Blurb:
Jake
Boxer, investigative journalist and host of the conspiratorial news show
Bullseye, is in serious trouble. Not only is his soundman murdered by Russian
intelligence agents while reporting on a secretive New World Order, but his
network cancels his show, leaving Jake humiliated and spiraling into a deep
dark depression.
Years
later, a condemned murderer, who claims he was abandoned by the CIA, and who
starred in an early episode of Bullseye, is finally executed for killing two
supposed Soviet spies back in the 1970’s.
Jake
Boxer, still trying to piece his life back together, is on his honeymoon in a
posh ski resort in the Alaskan mountains when he gets word of the inmate’s
execution…and the old killer’s final words: “The good spy dies twice.”
Those
five words, seemingly meant for Jake, draw the ex-reporter out of his forced
retirement and into a complex and deadly global conspiracy involving his
newlywed wife, the secretive New World Order, and the hotel’s hundred or so “guests.”
Everyone
is a suspect.
Described
as James Bond in a Stephen King novel, The
Good Spy Dies Twice is the explosive first book in the Bullseye Series.
Part spy thriller, part whodunit, this fast-paced novel introduces an exciting
new hero, the intrepid, conspiratorial journalist, Jake Boxer.
About the Author:
Mark
Hosack is the author of The Good Spy Dies
Twice (Book 1: The Bullseye Series), and Identity (Simon & Schuster). He also wrote on the web series Sequestered for Sony Crackle, the
screenplay for Give ’Em Hell, Malone (Thomas Jane, Ving
Rhames), and he both wrote and directed the award wining independent film Pale Blue Moon. Mark lives in Los
Angeles with his wife and a brood of gremlins who insist on calling him Dad.
Sign
up for Mark’s newsletter at: http://markhosack.com/newsletter.

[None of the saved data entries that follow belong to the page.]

PR #261, opened 2021-09-27
added spinner to airBeam mobile

jankrzempek:
https://trello.com/c/Mb4Qkbho/306-mobile-active-spinner-not-shown-at-end-of-wizard

### DIFF
--- a/AirCasting/SessionViews/ABMeasurementsView.swift
+++ b/AirCasting/SessionViews/ABMeasurementsView.swift
@@ -85,7 +85,7 @@ struct _ABMeasurementsView: View {
                         measurementsTitle
                             .font(Font.moderate(size: 12))
                         streamNames
-                        if session.type == .mobile {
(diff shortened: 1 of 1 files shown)


AirCasting/SessionViews/ABMeasurementsView.swift
```diff
@@ -85,9 +85,16 @@ struct _ABMeasurementsView: View {
                         measurementsTitle
                             .font(Font.moderate(size: 12))
                         streamNames
-                        if !isCollapsed && measurementsViewModel.showLoadingIndicator {
-                            ProgressView()
-                                .progressViewStyle(CircularProgressViewStyle())
+                        if session.type == .mobile && session.deviceType == .AIRBEAM3 {
```
pawelgil, line 88: all this should be done in a viewmodel since this change is not layout related. It's a view logic and the viewmodel should be responsible for a view logic, not the view itself. I think this file should not be changed at all in order to implement required changes.

PR #262, opened 2021-09-27
Handle right time graph

jankrzempek:
https://trello.com/c/DhHadEvW/304-graph-incorrect-time

### DIFF
--- a/AirCasting/Graph/AirCastingGraph.swift
+++ b/AirCasting/Graph/AirCastingGraph.swift
@@ -51,13 +51,13 @@ class AirCastingGraph: UIView {
         lineChartView.legend.enabled = false
         lineChartView.scaleYEnabled = false
         
-        lineChartView.xAxis.drawLabelsEnabled = true
+        lineChartView.xAxis.drawLabelsEnabled = false
         lineChartView.xAxis.labelCount = 2
         lineChartView.extraBottomOffset = 2
         
         lineChartView.highlightPerTapEnabled = false
         lineChartView.highlightPerDragEnabled = false
-        
+     
 //        lineChartView.xAxisRenderer = TimeAxisRenderer(viewPortHandler: lineChartView.viewPortHandler,
 //                                                       xAxis: lineChartView.xAxis,
 //                                                       transformer: lineChartView.getTransformer(forAxis: .left))
@@ -110,7 +110,7 @@ class AirCastingGraph: UIView {
         if !didMoveOrScaleGraph && isAutozoomEnabled {
             zoomoutToThirtyMinutes(dataSet: dataSet)
         }
-        callDateRangeChangeObserver()
+//        callDateRangeChangeObserver()
     }
     
     private func callDateRangeChangeObserver() {
@@ -149,12 +149,12 @@ extension AirCastingGraph: ChartViewDelegate {
     
     // Callbacks when the chart is scaled / zoomed via pinch zoom gesture.
     @objc func chartScaled(_ chartView: ChartViewBase, scaleX: CGFloat, scaleY: CGFloat) {
-        callDateRangeChangeObserver()
+//        callDateRangeChangeObserver()
         didMoveOrScaleGraph = true
     }
     // Callbacks when the chart is moved / translated via drag gesture.
     @objc func chartTranslated(_ chartView: ChartViewBase, dX: CGFloat, dY: CGFloat) {
-        callDateRangeChangeObserver()
+//        callDateRangeChangeObserver()
         didMoveOrScaleGraph = true
     }
 }
--- a/AirCasting/Graph/AirCastingGraph.swift
+++ b/AirCasting/Graph/AirCastingGraph.swift
@@ -57,7 +57,7 @@ class AirCastingGraph: UIView {
         
         lineChartView.highlightPerTapEnabled = false
         lineChartView.highlightPerDragEnabled = false
-     
+        #warning("It will be commented for the possibility of future use then - Think about it please")
 //        lineChartView.xAxisRenderer = TimeAxisRenderer(viewPortHandler: lineChartView.viewPortHandler,
 //                                                       xAxis: lineChartView.xAxis,
 //                                                       transformer: lineChartView.getTransformer(forAxis: .left))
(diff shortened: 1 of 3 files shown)


AirCasting/Graph/AirCastingGraph.swift
```diff
@@ -110,7 +110,7 @@ class AirCastingGraph: UIView {
         if !didMoveOrScaleGraph && isAutozoomEnabled {
             zoomoutToThirtyMinutes(dataSet: dataSet)
         }
-        callDateRangeChangeObserver()
+//        callDateRangeChangeObserver()
```
pawelgil, line 113: commenting those out will probably cause statistics container to stop working

AirCasting/Graph/AirCastingGraph.swift
```diff
@@ -51,16 +51,16 @@ class AirCastingGraph: UIView {
...
-        lineChartView.extraBottomOffset = 25
+        lineChartView.extraBottomOffset = 2
         
         lineChartView.highlightPerTapEnabled = false
         lineChartView.highlightPerDragEnabled = false
-        
-        lineChartView.xAxisRenderer = TimeAxisRenderer(viewPortHandler: lineChartView.viewPortHandler,
-                                                       xAxis: lineChartView.xAxis,
-                                                       transformer: lineChartView.getTransformer(forAxis: .left))
+        #warning("It will be commented for the possibility of future use then - Think about it please")
```
pawelgil, line 60: can we just remove it instead? We have git for coming back

AirCasting/Graph/GraphView.swift
```diff
@@ -36,35 +36,92 @@ struct GraphView<StatsViewModelType>: View where StatsViewModelType: StatisticsC
...
+    
+    var startTimeText: some View {
+        startTime()
+    }
+    
+    var endTimeText: some View {
+        endTime()
+    }
+    
+    func procceding(session: SessionEntity) -> Bool {
```
pawelgil, line 87: typo and I'd suggest making it `isProceeding`

AirCasting/Graph/GraphView.swift
```diff
@@ -36,35 +36,92 @@ struct GraphView<StatsViewModelType>: View where StatsViewModelType: StatisticsC
...
+        var showGraph = false
+        guard session.allStreams != nil else { return false }
+        (session.allStreams!.forEach({ stream in
```
pawelgil, line 90: most of the `(` and `)` are not needed here

AirCasting/Graph/GraphView.swift
```diff
@@ -36,35 +36,92 @@ struct GraphView<StatsViewModelType>: View where StatsViewModelType: StatisticsC
...
+            (stream.allMeasurements != []) ? (showGraph = true) : (showGraph = false)
```
pawelgil, line 91: `isEmpty` instead, also can be simplified to just `showGraph = !stream.allMeasurements.isEmpty`. 

But the main point - are you sure it will do the thing you want it to be doing? For me it doesn't make much sense to iterate over all streams when each one will override this `showGraph` value. It's basically equivalent to just doing something like that:
`showGraph = !(session.allStreams.last?.isEmpty ?? true)`

AirCasting/Graph/GraphView.swift
```diff
@@ -36,35 +36,92 @@ struct GraphView<StatsViewModelType>: View where StatsViewModelType: StatisticsC
...
+        }))
+        if showGraph {
```
pawelgil, line 93: `return showGraph`

AirCasting/Graph/GraphView.swift
```diff
@@ -36,35 +36,92 @@ struct GraphView<StatsViewModelType>: View where StatsViewModelType: StatisticsC
...
+                            .padding(.bottom)
+                    }
             }
             Spacer()
         }
         .navigationBarTitleDisplayMode(.inline)
     }
+    
+    var startTimeText: some View {
+        startTime()
```
pawelgil, line 80: if it only calls this func let's move the body of it here instead

AirCasting/Graph/GraphView.swift
```diff
@@ -36,35 +36,92 @@ struct GraphView<StatsViewModelType>: View where StatsViewModelType: StatisticsC
...
+    }
+    
+    var endTimeText: some View {
+        endTime()
```
pawelgil, line 84: if it only calls this func let's move the body of it here instead

AirCasting/Graph/GraphView.swift
```diff
@@ -36,35 +36,92 @@ struct GraphView<StatsViewModelType>: View where StatsViewModelType: StatisticsC
...
+        }))
+        if showGraph {
+            return true
+        } else {
+            return false
+        }
+    }
+    
+    func startTime() -> Text {
+            let formatter = DateFormatter()
```
pawelgil, line 101: creating a new `DateFormatter` is a CPU-heavy task, plase use other solution so you don't create a new formatter on each view reload

AirCasting/Graph/GraphView.swift
```diff
@@ -36,35 +36,92 @@ struct GraphView<StatsViewModelType>: View where StatsViewModelType: StatisticsC
...
+            formatter.locale = Locale(identifier: "en_US")
+        if !(session.isMobile && session.isActive) {
```
pawelgil, line 103: 1. This feels magical, I know why it's here but if someone sees it for the first time they will have absolutely no clue why it's like that and will probably not be able to figure it out (so we're harming the flexibility to change the app, which is a core value of a software product). Please at least add a comment
2. Formatting seems off

AirCasting/Graph/GraphView.swift
```diff
@@ -36,35 +36,92 @@ struct GraphView<StatsViewModelType>: View where StatsViewModelType: StatisticsC
...
+            formatter.timeZone =  TimeZone.init(abbreviation: "UTC")
+        }
+            formatter.dateFormat = "HH:mm"
+            guard let start = session.startTime else { return Text("") }
+     
+            let string = formatter.string(from: start)
+            return Text(string)
+        }
+    
+    func endTime() -> Text {
```
pawelgil, line 113: in this case repeated parts of `startTime()` should be extracted and reused instead of copy/pasted

pawelgil (commented):
I know it's merged already, but I think some stuff needs to be addressed

AirCasting/Graph/GraphView.swift
jankrzempek: Doing this mostly like it is, with some changes from you results in not crashing when entering graph before measurements are loaded so I will change a bit

PR #263, opened 2021-09-27
Remove padding to center measurements names with dots and values

anna1901:
Removing the padding on text in singleMeasurementView fixes an issue with measurement values and dots not being aligned with the name.


jankrzempek (approved):
Cool!

PR #264, opened 2021-09-27
Remove sensor type and device name from session header in map and graph view

anna1901:


jankrzempek (approved):

AirCasting/SessionViews/SessionHeaderView.swift
```diff
@@ -10,6 +10,7 @@ import SwiftUI
 struct SessionHeaderView: View {
     let action: () -> Void
     let isExpandButtonNeeded: Bool
+    var isSensorTypeNeeded: Bool = true
```
pawelgil, line 13: I think this can be a `let`, and there is probably no need for a default value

Follow Mark on Twitter @markhosack or find him on Facebook -
facebook.com/mark.hosack.
Review:
The Good Spy Dies Twice was a pretty good
read. At times it was difficult to tell what was real and what Jack Boxer was
hallucinating, but as he followed the bodies and the clues uncovering a
conspiracy that reached back to the 1970s, it was difficult to tell the good
guys from the bad. He wasn’t even sure he could trust his bride. After all, she’d
been in love with his soundman who was killed in Russia. Why had she chosen a remote
mountain in Alaska that had ties to the Cold War? Why did she insist on skiing
a double black-diamond trail knowing he wasn’t that good? Where did she
disappear to the rest of the day?
When
Jack was injured in a ski-lift accident, I found it somewhat difficult to
believe some of the feats he mastered with a broken back. I was amazed he didn’t
manage to become at least a paraplegic. But then, I guess it depends on the
type of fracture the vertebrae sustained, and he didn’t get up until after a
surgeon removed the splinters from his spine. Still, even popping pills and
fighting the pain strained a bit of my credibility.
At
any rate, if you’re looking for a rather eerie thriller, The Good Spy Dies Twice is it.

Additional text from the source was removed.